Issue #248, opened 2019-03-25
metrics batch is too large


bsimpson63:
From Thing service logs:

```
Mar 22 17:08:33 thing-0c5b40c8692e8e5e4 [thing] 15496:17713791717421479062:baseplate.metrics:ERROR:baseplate metrics batch too large: flush more often                 or reduce amount done in one request, length 933145, [Errno 90] Message too long#015
```

spladug:
c6b053936dcfd0a612a052dca9762b63d0c49e9b w/ discussion in #255

PR #255, opened 2019-03-27
metrics: Send metrics in batches to avoid a too long message

bsimpson63:
https://github.com/reddit/baseplate/issues/248

I'm not sure that the max size is set correctly, I got 65507 from https://docstore.mik.ua/manuals/hp-ux/en/B2355-60130/UDP.7P.html

👓 @spladug @pacejackson @bradengroom

### DIFF
--- a/baseplate/metrics.py
+++ b/baseplate/metrics.py
@@ -99,8 +99,13 @@ class BufferedTransport(object):
             self.transport.send(message)
         except socket.error as e:
             logger.error("baseplate metrics batch too large: flush more often \
-                or reduce amount done in one request, length %d, %s",
-                len(message), e)
+                or reduce amount done in one request, length %d, count %d, %s",
+                len(message), len(metrics), e)
+            counters = [
+                metric for metric in metrics if metric.split(b'|')[-1][0] == b'c'
+            ]
+            partial_message = b",".join(counters)
+            logger.exception("counters: %s", partial_message)
 
 
 class BaseClient(object):


baseplate/metrics.py
```diff
@@ -85,22 +85,62 @@ def send(self, serialized_metric):
...
     """A transport which wraps another transport and buffers before sending."""
+    MAX_MESSAGE_SIZE = 65507
+
     def __init__(self, transport):
         self.transport = transport
         self.buffer = []
 
     def send(self, serialized_metric):
-        self.buffer.append(serialized_metric)
+        if len(serialized_metric) >= self.MAX_MESSAGE_SIZE:
```
pacejackson: Should this be `>` like it is in `make_messages`?

baseplate/metrics.py
```diff
@@ -85,22 +85,62 @@ def send(self, serialized_metric):
...
+                proposed_len = len(metric)
+
+            if proposed_len > self.MAX_MESSAGE_SIZE:
+                messages.append(b"\n".join(batch))
+                batch = []
+                batch_len = 0
+
+            batch_len += len(metric)
+            if batch:
+                batch_len += 1  # count the newline
```
pacejackson: It might be good to detail this just a touch more, it took me some thinking to realize that this is counting the newline between the previous value in `batch` and the new one, _not_ the newline that comes after the current metric (I thought you were double counting the newline when checking proposed_len for a min).

tests/unit/metrics_tests.py
```diff
@@ -87,6 +87,39 @@ def test_buffered_exception_is_caught(self, mock_make_socket):
...
+        mocket = mock_make_socket.return_value
+        raw_transport = metrics.RawTransport(EXAMPLE_ENDPOINT)
+        transport = metrics.BufferedTransport(raw_transport)
+        transport.send(b"a" * 40)
+        transport.send(b"b" * 40)
+        transport.send(b"c" * 19)
+        self.assertEqual(mocket.sendall.call_count, 0)
+        transport.flush()
+
+        #self.assertEqual(mocket.sendall.call_count, 2)
```
pacejackson: Why is this commented out?

bsimpson63: oops

pacejackson:
@ckwang8128 thoughts? concerns? jubilations?

bsimpson63:
> I seem to recall there being some discussion around this where folks weren't sure if we wanted to start doing this since this acts as a guard against us flooding in metrics.

I think that we're only seeing thing in thing service because we've started instrumenting more parts of the work done in the request, and not that we're manually creating more timers and counters and stuff. If this is the case it is kind of unfair to the application developer to just drop their metrics and spam up their logs.

pacejackson:
I agree :)

I think graphql has similar issues.

baseplate/metrics.py
pacejackson: The idea being that a single metric can be `MAX_MESSAGE_SIZE` since there won't be a newline character added (I think?).

bsimpson63: yep

bsimpson63:
Thing service's problems with this should be fixed by https://github.snooguts.net/reddit/reddit-service-thing/pull/564. 

Is this PR still something worth doing, or should we switch to more detailed logging or reporting to sentry or something like that?

spladug:
Yeah, the message length clearly isn't enough. Looking at the printing you did, the counters were particularly valuable since they were aggregated in-process. Maybe filter it down to the counters and print those in the log line?

spladug:
Also, if the length of the message is pretty short maybe show a different error message with some diagnostics to try and root out what's going on in graphql?

bsimpson63:
💇 updated to just log the counters when this error occurs, which should help in tracking down the issue. We could also try sending those counters and skip the other metrics 🤷‍♂️

bsimpson63:
I looked at graphql's logs and the messages aren't very large:

```
Mar 25 15:15:02 reddit-service-graphql-6cb9d4697b-nhtn2 reddit-service-graphql-server  1:14121020853690728984:baseplate.metrics:ERROR:baseplate metrics batch too large: flush more often                 or reduce amount done in one request, length 2244, [Errno 90] Message too long
Mar 25 15:15:09 reddit-service-graphql-6cb9d4697b-jvxqh reddit-service-graphql-server  1:6622919049354771326:baseplate.metrics:ERROR:baseplate metrics batch too large: flush more often                 or reduce amount done in one request, length 89, [Errno 90] Message too long
Mar 25 15:15:12 reddit-service-graphql-6c489f6f48-rvlzg reddit-service-graphql-server  1:11593467434533555335:baseplate.metrics:ERROR:baseplate metrics batch too large: flush more often                 or reduce amount done in one request, length 1927, [Errno 90] Message too long
```

Something else must be going on there.

baseplate/metrics.py
```diff
@@ -99,8 +99,13 @@ def flush(self):
             self.transport.send(message)
         except socket.error as e:
             logger.error("baseplate metrics batch too large: flush more often \
```
pacejackson: Would it make sense to change this to `logger.exception` so we can get a little more info about the error?

spladug: that'd just give the stack trace, right? is that useful?

pacejackson: For graphql, it would be 😅

bsimpson63: cool, I can make that change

□ □ □ □ □ □ □

**Problem details**
Would you please output every record again, exactly?

**Written response**
Issue #248, opened 2019-03-25
metrics batch is too large


bsimpson63:
From Thing service logs:

```
Mar 22 17:08:33 thing-0c5b40c8692e8e5e4 [thing] 15496:17713791717421479062:baseplate.metrics:ERROR:baseplate metrics batch too large: flush more often                 or reduce amount done in one request, length 933145, [Errno 90] Message too long#015
```

spladug:
c6b053936dcfd0a612a052dca9762b63d0c49e9b w/ discussion in #255

PR #255, opened 2019-03-27
metrics: Send metrics in batches to avoid a too long message

bsimpson63:
https://github.com/reddit/baseplate/issues/248

I'm not sure that the max size is set correctly, I got 65507 from https://docstore.mik.ua/manuals/hp-ux/en/B2355-60130/UDP.7P.html

👓 @spladug @pacejackson @bradengroom

### DIFF
--- a/baseplate/metrics.py
+++ b/baseplate/metrics.py
@@ -99,8 +99,13 @@ class BufferedTransport(object):
             self.transport.send(message)
         except socket.error as e:
             logger.error("baseplate metrics batch too large: flush more often \
-                or reduce amount done in one request, length %d, %s",
-                len(message), e)
+                or reduce amount done in one request, length %d, count %d, %s",
+                len(message), len(metrics), e)
+            counters = [
+                metric for metric in metrics if metric.split(b'|')[-1][0] == b'c'
+            ]
+            partial_message = b",".join(counters)
+            logger.exception("counters: %s", partial_message)
 
 
 class BaseClient(object):


baseplate/metrics.py
```diff
@@ -85,22 +85,62 @@ def send(self, serialized_metric):
...
     """A transport which wraps another transport and buffers before sending."""
+    MAX_MESSAGE_SIZE = 65507
+
     def __init__(self, transport):
         self.transport = transport
         self.buffer = []
 
     def send(self, serialized_metric):
-        self.buffer.append(serialized_metric)
+        if len(serialized_metric) >= self.MAX_MESSAGE_SIZE:
```
pacejackson: Should this be `>` like it is in `make_messages`?

baseplate/metrics.py
```diff
@@ -85,22 +85,62 @@ def send(self, serialized_metric):
...
+                proposed_len = len(metric)
+
+            if proposed_len > self.MAX_MESSAGE_SIZE:
+                messages.append(b"\n".join(batch))
+                batch = []
+                batch_len = 0
+
+            batch_len += len(metric)
+            if batch:
+                batch_len += 1  # count the newline
```
pacejackson: It might be good to detail this just a touch more, it took me some thinking to realize that this is counting the newline between the previous value in `batch` and the new one, _not_ the newline that comes after the current metric (I thought you were double counting the newline when checking proposed_len for a min).

tests/unit/metrics_tests.py
```diff
@@ -87,6 +87,39 @@ def test_buffered_exception_is_caught(self, mock_make_socket):
...
+        mocket = mock_make_socket.return_value
+        raw_transport = metrics.RawTransport(EXAMPLE_ENDPOINT)
+        transport = metrics.BufferedTransport(raw_transport)
+        transport.send(b"a" * 40)
+        transport.send(b"b" * 40)
+        transport.send(b"c" * 19)
+        self.assertEqual(mocket.sendall.call_count, 0)
+        transport.flush()
+
+        #self.assertEqual(mocket.sendall.call_count, 2)
```
pacejackson: Why is this commented out?

bsimpson63: oops

pacejackson:
@ckwang8128 thoughts? concerns? jubilations?

bsimpson63:
> I seem to recall there being some discussion around this where folks weren't sure if we wanted to start doing this since this acts as a guard against us flooding in metrics.

I think that we're only seeing thing in thing service because we've started instrumenting more parts of the work done in the request, and not that we're manually creating more timers and counters and stuff. If this is the case it is kind of unfair to the application developer to just drop their metrics and spam up their logs.

pacejackson:
I agree :)

I think graphql has similar issues.

baseplate/metrics.py
pacejackson: The idea being that a single metric can be `MAX_MESSAGE_SIZE` since there won't be a newline character added (I think?).

bsimpson63: yep

bsimpson63:
Thing service's problems with this should be fixed by https://github.snooguts.net/reddit/reddit-service-thing/pull/564. 

Is this PR still something worth doing, or should we switch to more detailed logging or reporting to sentry or something like that?

spladug:
Yeah, the message length clearly isn't enough. Looking at the printing you did, the counters were particularly valuable since they were aggregated in-process. Maybe filter it down to the counters and print those in the log line?

spladug:
Also, if the length of the message is pretty short maybe show a different error message with some diagnostics to try and root out what's going on in graphql?

bsimpson63:
💇 updated to just log the counters when this error occurs, which should help in tracking down the issue. We could also try sending those counters and skip the other metrics 🤷‍♂️

bsimpson63:
I looked at graphql's logs and the messages aren't very large:

```
Mar 25 15:15:02 reddit-service-graphql-6cb9d4697b-nhtn2 reddit-service-graphql-server  1:14121020853690728984:baseplate.metrics:ERROR:baseplate metrics batch too large: flush more often                 or reduce amount done in one request, length 2244, [Errno 90] Message too long
Mar 25 15:15:09 reddit-service-graphql-6cb9d4697b-jvxqh reddit-service-graphql-server  1:6622919049354771326:baseplate.metrics:ERROR:baseplate metrics batch too large: flush more often                 or reduce amount done in one request, length 89, [Errno 90] Message too long
Mar 25 15:15:12 reddit-service-graphql-6c489f6f48-rvlzg reddit-service-graphql-server  1:11593467434533555335:baseplate.metrics:ERROR:baseplate metrics batch too large: flush more often                 or reduce amount done in one request, length 1927, [Errno 90] Message too long
```

Something else must be going on there.

baseplate/metrics.py
```diff
@@ -99,8 +99,13 @@ def flush(self):
             self.transport.send(message)
         except socket.error as e:
             logger.error("baseplate metrics batch too large: flush more often \
```
pacejackson: Would it make sense to change this to `logger.exception` so we can get a little more info about the error?

spladug: that'd just give the stack trace, right? is that useful?

pacejackson: For graphql, it would be 😅

bsimpson63: cool, I can make that change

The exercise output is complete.